Referring to the drawings, FIG. 1 illustrates a perspective view of a cylindrical double wall tank 10 illustrating one embodiment of the present invention. The double wall tank 10 is disposed horizontally and comprises an outer containment tank 11 having a continuous, outer side wall or shell 12 and two end walls or heads 14 and 16, respectively. The double wall tank is typically supported on a pair of supports or saddles 18 and 20, respectively.
FIGS. 2 and 3 illustrate cross-sectional side and end views, respectively, and illustrate the double wall construction of the present invention in which the wall 12 of containment tank 11 and the side wall or shell 22 of inner storage tank 13 forms a gap or interstitial space 24 which is filled with the monolithic porous insulating material 26 of the present invention, which is more specifically defined hereinafter (see also FIG. 3A). The thickness of the gap or interstice between the walls of the tank can range from about 21/2 to 6 inches. The double wall tank 10 is provided with conventional fittings, vents, and monitoring hardware illustrated by reference characters 28, 30, 32, 34, 36, 38 and 40. More specifically, the tank contains four-pipe fittings common to motor fuel storage tank systems 28. One of the fittings functions as an inlet to pour liquid into the tank and another to pump fuel from the tank for dispensing fuels to vehicles. The third fitting is typically used to monitor the liquid level in the tank and the fourth fitting is typically used for vapor recovery. The tank further contains secondary tank and primary tank emergency vents 30 and 38, respectively and a monitoring pipe 32 which is described in more detail hereinafter which functions to monitor leaks from the inner storage tank 13. The tank also may contain two upper fittings 34 and may contain a lower fitting 36 which are used to install the insulation material 26 and also contains a normal conventional vent 40.
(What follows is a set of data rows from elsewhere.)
PR #298, opened 2019-06-11
Filter for protected labels on resources

pankrator:
# Pull Request Template

## Motivation

Protected labels are labels which are not allowed to change from external (API) calls. They should only be modified by Service Manager itself during certain circumstances.

## Approach

HTTP request filter is implemented which accepts configuration which labels are protected.


pkg/label/filter.go
```diff
@@ -0,0 +1,96 @@
...
+			}
+		}
+	}
+	return next.Handle(req)
+}
+
+func (flo *FilterOperations) FilterMatchers() []web.FilterMatcher {
+	return []web.FilterMatcher{
+		{
+			Matchers: []web.Matcher{
```
NickyMateev: Specify `web.Methods(http.MethodPost, http.MethodPatch)` for both Matchers as the filters should not be applied to GET and DELETE operations.

pkg/label/filter.go
```diff
@@ -0,0 +1,96 @@
...
+	}
+}
+
+func (flo *FilterOperations) Name() string {
+	return "FilterOperations"
+}
+
+func (flo *FilterOperations) Run(req *web.Request, next web.Handler) (*web.Response, error) {
+	if req.Method == http.MethodPost {
+		bodyMap := gjson.ParseBytes(req.Body).Map()
```
NickyMateev: No need to include the variable type into it's name - you can just use `body` and `labels` instead of `bodyMap` and `labesBytes` - the type of the variable is clear from the declaration.

pkg/label/filter.go
```diff
@@ -0,0 +1,96 @@
+package label
```
NickyMateev: Maybe we should move this to something like `pkg/filters/labels` or `pkg/filters/operations`.

Then we can move the security filters from `pkg/security/filters` to `pkg/filters/security` as well.

pkg/label/filter.go
```diff
@@ -0,0 +1,96 @@
...
+	"github.com/Peripli/service-manager/pkg/types"
+
+	"github.com/Peripli/service-manager/pkg/query"
+	"github.com/Peripli/service-manager/pkg/util"
+	"github.com/Peripli/service-manager/pkg/web"
+	"github.com/tidwall/gjson"
+)
+
+// DenyLabelOperations describe denied label key operations
+type DenyLabelOperations map[string][]query.LabelOperation
```
NickyMateev: ForbiddenLabelOperations?

pkg/label/filter.go
```diff
@@ -0,0 +1,96 @@
...
+}
+
+func NewFilterOperations(deniedOperations DenyLabelOperations) *FilterOperations {
+	return &FilterOperations{
+		deniedOperations: deniedOperations,
+	}
+}
+
+func (flo *FilterOperations) Name() string {
+	return "FilterOperations"
```
NickyMateev: Not sure if the filter name is descriptive enough

pankrator: ForbiddenLabelOperationsFilter ?

NickyMateev: Sounds good

pkg/filters/labels/filter.go
```diff
@@ -0,0 +1,134 @@
...
+		}
+	}
+	return nil
+}
+
+type ForibiddenLabelOperationsFilter struct {
+	forbiddenOperations ForbiddenLabelOperations
+}
+
+func NewForbiddenLabelOperationsFilter(forbiddenOperations ForbiddenLabelOperations) *ForibiddenLabelOperationsFilter {
```
KirilKabakchiev: this filter should probably be registered as part of the default api in oss sm and its configuration can be provided by flags,env vars and app yml under api.

pkg/filters/labels/filter.go
```diff
@@ -0,0 +1,134 @@
...
+					}
+				}
+			}
+		}
+	}
+	return next.Handle(req)
+}
+
+func (flo *ForibiddenLabelOperationsFilter) FilterMatchers() []web.FilterMatcher {
+	return []web.FilterMatcher{
```
KirilKabakchiev: probably should match all routes ?

pkg/filters/labels/filter_test.go
```diff
@@ -0,0 +1,134 @@
...
+	"github.com/Peripli/service-manager/pkg/util"
+	"github.com/Peripli/service-manager/pkg/web"
+	"github.com/Peripli/service-manager/pkg/web/webfakes"
+
+	"github.com/Peripli/service-manager/pkg/query"
+	. "github.com/onsi/ginkgo"
+	. "github.com/onsi/gomega"
+)
+
+func TestLabelsFilter(t *testing.T) {
```
KirilKabakchiev: coverage on coveralls says -0.5% on project coverage after this pr which seems pretty high reduction

pkg/filters/labels/filter.go
```diff
@@ -0,0 +1,134 @@
...
+}
+
+func (flo *ForibiddenLabelOperationsFilter) Name() string {
+	return "ForbiddenLabelOperationsFilter"
+}
+
+func (flo *ForibiddenLabelOperationsFilter) Run(req *web.Request, next web.Handler) (*web.Response, error) {
+	if req.Method == http.MethodPost {
+		body := gjson.ParseBytes(req.Body).Map()
+		labelsBytes := []byte(body["labels"].String())
```
KirilKabakchiev: what if the key labels key is not present in the map (nil panic) ?

pkg/filters/labels/filter.go
```diff
@@ -0,0 +1,134 @@
...
+		forbiddenOperations: forbiddenOperations,
+	}
+}
+
+func (flo *ForibiddenLabelOperationsFilter) Name() string {
+	return "ForbiddenLabelOperationsFilter"
+}
+
+func (flo *ForibiddenLabelOperationsFilter) Run(req *web.Request, next web.Handler) (*web.Response, error) {
+	if req.Method == http.MethodPost {
```
KirilKabakchiev: what about delete ?

pkg/filters/labels/filter.go
```diff
@@ -0,0 +1,134 @@
...
+			for _, lo := range labelOperations {
+				if lo == query.AddLabelOperation || lo == query.AddLabelValuesOperation {
+					return nil, &util.HTTPError{
+						ErrorType:   "BadRequest",
+						Description: fmt.Sprintf("Set/Add values for label %s is not allowed", lKey),
+						StatusCode:  http.StatusBadRequest,
+					}
+				}
+			}
+		}
```
KirilKabakchiev: would it be clearer to have separate filters for post, patch and delete rather than having one with big switch and register it with all web.Methods ? I mean the if/switch case in a filter is a bit odd

pkg/filters/labels/filter.go
```diff
@@ -0,0 +1,134 @@
...
+	"github.com/Peripli/service-manager/pkg/types"
+
+	"github.com/Peripli/service-manager/pkg/query"
+	"github.com/Peripli/service-manager/pkg/util"
+	"github.com/Peripli/service-manager/pkg/web"
+	"github.com/tidwall/gjson"
+)
+
+// ForbiddenLabelOperations describe denied label key operations
+type ForbiddenLabelOperations map[string][]query.LabelOperation
```
KirilKabakchiev: what is the use case behind  allowing to create particular protected label but to disallow deleting a particular protected label  and vise versa ? It seems a bit odd to have a label that you can now have a label that can be deleted but cannot be added

pkg/filters/labels/filter.go
```diff
@@ -0,0 +1,134 @@
...
+
+func (flo ForbiddenLabelOperations) Validate() error {
```
KirilKabakchiev: minor - file ordering (method should be after the struct) and in most places people put the constructor before the type as well although i havent found super strict guidelines for that

pkg/filters/labels/filter.go
pankrator: len on nil map returns 0

pkg/filters/labels/filter.go
pankrator: It is a good idea to separate them. I am just wondering about what names to choose for the different filters. For example:
`ForbiddenLabelCreate` and `ForbiddenLabelPatch`?

pkg/filters/labels/filter.go
pankrator: No particular use case, but in case it is needed in the future

api/api.go
```diff
@@ -119,6 +123,7 @@ func New(ctx context.Context, options *Options) (*web.API, error) {
 			&filters.SelectionCriteria{},
 			&filters.PlatformAwareVisibilityFilter{},
 			&filters.PatchOnlyLabelsFilter{},
+			labels.NewForbiddenLabelOperationsFilter(options.APISettings.ProctedLabels),
```
NickyMateev: Just a quick comment - it might be worth registering this filter before the SelectionCriteria filter as there's no need for some filters to execute if the end result would be that the filter would cut the request eventually

pkg/filters/labels/filter.go
KirilKabakchiev: sounds ok

pkg/filters/labels/filter.go
KirilKabakchiev: wouldnt body["labels"].String()  result in npe ?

FIG. 4 illustrates a perspective view of a double wall rectangular tank 50 illustrating a second embodiment of the present invention. The double wall tank comprises an outer containment tank 52 (see FIGS. 5 and 6) having side walls 54 and 56, a top 58 and bottom 60, and two end walls 60 and 62, respectively The tank is supported on a pair of supports 64.
FIGS. 5 and 6 illustrate cross-sectional side and end view, respectively, and illustrate the double wall construction of the tank. The walls of the containment tank 52 and the walls of inner storage tank 70 form a gap or interstitial space 24 which is filled with the monolithic porous insulating material 26 of the present invention (see also FIG. 6a). The tank is provided with the same conventional fittings, vents and monitoring hardware illustrated by reference characters, 28, 30, 32, 34, 36, 38 and 40 for cylindrical tank 10.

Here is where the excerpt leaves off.